PR #74, opened 2019-03-25
Fix memory leak for TopicPartitionList#to_native_tpl while calling consumer's pause/resume.

dmexe:
* `TopicPartitionList#to_native_tpl` returns a `FFI::AutoPointer` which will be cleaned by `rd_kafka_topic_partition_list_destroy`
* doesn't release pointer in `TopicPartitoinList#from_native_tpl`, releasing must be at the same level as pointer allocation.

### DIFF
--- a/lib/rdkafka/consumer.rb
+++ b/lib/rdkafka/consumer.rb
@@ -30,7 +30,8 @@ module Rdkafka
     # @return [nil]
     def subscribe(*topics)
       # Create topic partition list with topics and no partition set
-      tpl = Rdkafka::Bindings.rd_kafka_topic_partition_list_new(topics.length)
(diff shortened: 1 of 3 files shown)


lib/rdkafka/consumer.rb
```diff
@@ -73,6 +71,7 @@ def pause(list)
       end
       tpl = list.to_native_tpl
       response = Rdkafka::Bindings.rd_kafka_pause_partitions(@native_kafka, tpl)
+
       if response != 0
         list = TopicPartitionList.from_native_tpl(tpl)
```
dmexe: here was a memory leak, it doesn't properly clean a pointer if response code is 0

· · · · · · ·

# Requirement
Based on the entries above, please state how many lines include "leak", leaving out everything else.

# Solution for this task
2